Hello, welcome to NeoScribe.
Using our imagination is easy.
We can all close our eyes, and think of ice cream, or cake, or even better, cake and ice cream.
But teaching AI to imagine things has been very difficult up until a few years ago, with the advent of Dueling Neural Networks, also known as Generative Adversarial Networks or GANS.
GANs is the next frontier in Machine Learning and it involves using two Neural Networks with opposing objectives to train one another, resulting in mind-blowing results.
The first network is the generator which is programmed to generate images from random noise, with the goal to fool the other network called the discriminator, which is programmed to detect whether images are real or fake.

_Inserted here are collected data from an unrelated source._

PR #357, opened 2018-12-11
Crypto: move ops to Value

aberaud:


src/securedht.cpp
```diff
@@ -68,33 +68,19 @@ ValueType
...
+        if (v->isSigned())
+            return v->checkSignature();
         return type.storePolicy(id, v, nid, a);
     };
     type.editPolicy = [this,type](InfoHash id, const Sp<Value>& o, Sp<Value>& n, const InfoHash& nid, const SockAddr& a) {
-        if (!o->isSigned())
+        if (not o->isSigned())
             return type.editPolicy(id, o, n, nid, a);
-        if (o->owner != n->owner) {
+        if (o->owner != n->owner or not n->isSigned()) {
```
AmarOk1412: Always false if only one thread, the return is just before

aberaud: This is the value edition policy, where `o` is the old value and `n` the new value.

Maybe `n` still has a owner field (equal to o->owner) but no signature field. In that case n->isSigned would be false.

src/securedht.cpp
```diff
@@ -68,33 +68,19 @@ ValueType
...
-                v->signatureChecked = true;
-                v->signatureValid = v->owner and v->owner->checkSignature(v->getToSign(), v->signature);
-            }
-            if (!v->signatureValid) {
-                DHT_LOG.WARN("Signature verification failed");
-                return false;
-            }
-        }
+        if (v->isSigned())
+            return v->checkSignature();
```
AmarOk1412: No more log if checkSignature fails "Signature verification failed"

src/securedht.cpp
```diff
@@ -68,33 +68,19 @@ ValueType
...
             DHT_LOG.WARN("Edition forbidden: owner changed.");
             return false;
         }
-        if (!n->signatureChecked) {
-            n->signatureChecked = true;
-            n->signatureValid = o->owner and o->owner->checkSignature(n->getToSign(), n->signature);
-        }
-        if (!n->signatureValid) {
-            DHT_LOG.WARN("Edition forbidden: signature verification failed.");
+        if (not n->checkSignature())
```
AmarOk1412: Here too.

src/value.cpp
```diff
@@ -233,6 +233,41 @@ Value::toJson() const
...
 }
 
+bool
+Value::checkSignature()
+{
+    if (!signatureChecked) {
+        signatureChecked = true;
+        if (isSigned()) {
+            signatureValid = owner and owner->checkSignature(getToSign(), signature);
+        } else {
```
AmarOk1412: Remove this block for homogeneization

AmarOk1412:
Else it's ok for me

PR #366, opened 2019-01-07
proxy_server: return old values when resubscribe

AmarOk1412:
This patch is the first part to fix the presence when the android client is using the proxy.

Like a normal listen, we should be able to retrieve old values.


AmarOk1412:
The push notification is only sent once even if there are multiple values. So the `get` will be done only if there is one or more values. 

"Or the subscribe operation could send current values in the http response like a get operation ?" => we can do that yes.

PR #370, opened 2019-01-16
Sync status

aberaud:


AmarOk1412:
Seems ok for me, But not used, don't know if you want to  merge it as it is.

First, the discriminator network is trained on a dataset, commonly referred to a training set.
An example would be showing the network many images of faces until they are able to recognize images of faces from other images.
Once the discriminator network is trained, its pitted against the generator like a 2-player game.

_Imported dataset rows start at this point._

PR #373, opened 2019-01-22
proxy_client: support prototype in serverHost

AmarOk1412:


src/dht_proxy_client.cpp
```diff
@@ -80,6 +80,8 @@ DhtProxyClient::DhtProxyClient() {}
 DhtProxyClient::DhtProxyClient(std::function<void()> signal, const std::string& serverHost, const std::string& pushClientId)
 : serverHost_(serverHost), pushClientId_(pushClientId), loopSignal_(signal)
 {
+    if (serverHost_.find("://") == std::string::npos)
+        serverHost_ = proxy::HTTP_PROTO + serverHost_;
```
aberaud: maybe we should add the sheme only if not already present (and let the request fail if the sheme is not supported by restbed) ?

PR #256, opened 2021-02-11
feat:Different scale factors to scale the y axis for linear and log y scales to remove legend overlap

bsathian:
1.05 is too small a number if the y axis is set to log. To get the equivalent effect, the y axis needs to be scaled up by 10**(1.05). I check if the y axis is log and rewrite the scale number


bsathian:
I'm closing this so that I can follow the instructions provided in CONTRIBUTING.md and open a pull request that adheres to the guidelines

PR #258, opened 2021-02-11
fix: adjust .yscale() for log axis

bsathian:
1.05 is too small a number if the y axis is set to log. To get the equivalent effect, the y axis needs to be scaled up by 10**(1.05). I check if the y axis is log and rewrite the scale number


andrzejnovak:
Thanks a lot @bsathian.

Issue #241, opened 2021-01-11
Add custom Font Manager to download fonts


matthewfeickert:
Following [discussion in Issue #240](https://github.com/scikit-hep/mplhep/issues/240#issuecomment-758098060), it seems there is agreement that adding a [custom Font Manager similar to how Colin Carroll has done in `ridge-map`](https://github.com/ColCarroll/ridge_map/blob/e7331d5038e3dee99aa061d562a8661cac6b5d62/ridge_map/ridge_map.py#L16-L53) (thanks @ColCarroll!) would be a useful thing for `mplhep` and sidesteps most of the need to vendor fonts with the library.

It should be relatively straightforward to adopt what Colin setup in `ridge-map` for `mplhep`'s needs.

(For posterity: [The Tweet that directed us to this information](https://twitter.com/colindcarroll/status/1348434308701315073?s=20))

andrzejnovak:
Close via #282 - fonts in a separate package, util out of scope now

The generator produces an image from random noise, trying to fool the discriminator as mentioned before.
Then the image, along with a stream of real images is sent to the discriminator which predicts the probabilities of the images being real or fake.

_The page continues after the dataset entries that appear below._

PR #277, opened 2021-03-16
refactor: use uhi's adaptor for PlottableHistogram

henryiii:
Building on https://github.com/scikit-hep/uhi/pull/13. Using slightly more "normal" Python 3.6+ typing.


henryiii:
I recommend using extras for docs, not requirements.txt. It's simpler and easier to maintain, and easier to test locally, and easier to ensure the module is always installed when the docs are running.

andrzejnovak:
Sorry, I thought I've already merged this in :/

PR #282, opened 2021-04-04
refactor!: separate out font files into mplhep_data

andrzejnovak:
@matthewfeickert with this PR we factor out fonts into separate package, which should 
a) downsize mplhep considerably so pypi hosting should be safe
b) allow us to vendor other fonts if needed/requested


matthewfeickert:
Sounds good

PR #292, opened 2021-05-04
ci: better message on autoupdate

henryiii:
See #268; this is now configurable!


andrzejnovak:
Awesome, thanks a lot!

Whenever the generator creates an image that the discriminator identifies as fake, it learns from the failure and generates more realistic images.
Likewise, when the discriminator incorrectly identifies a fake image as real, it learns from it and becomes more accurate at authenticating.
This process creates a rapid feedback loop until the network reaches a point of equilibrium, successfully completing the training phase.
So, after the training phase is complete, you have a generator network capable of creating realistic images based on what it learned.

Here are some images generated from a GAN project done by Nvidia where they trained the worked with a huge dataset of 30,000 images of real celebrity faces.
Researchers taught the discriminator network how to identify real faces of celebrities, while the generator was programmed to create images of faces with the goal that they will be authenticated.
Then the networks dueled each other off of very simple 4×4 resolution images of a few skin-colored pixels.
Then the researchers gradually trained the networks, layer by layer, expanding to 8×8 resolution, then 16×16 all the way up to the 9th of 1024×1024 resolution.
This process took over 30 hours involving the authentication of over 10 MILLION images.
And by the time the training was complete, the generator network was able to produce these incredible images of fake people.
Look at that, these aren’t real people, they’re essentially imagined by artificial intelligence!
Now I want to turn our attention to a group of artist and researchers out of Paris called Obvious.
Obvious applied GANs algorithms to teach generator networks how to produce images of fine art portraits.
The group fed the system with a dataset of 15,000 portraits painted between the 14th and 20th century.
After the training process, Obvious had the generator network produce an 11-portrait series designed to resemble a fictional family called the Belamys.
Look at these creepy images that came out of the network’s model.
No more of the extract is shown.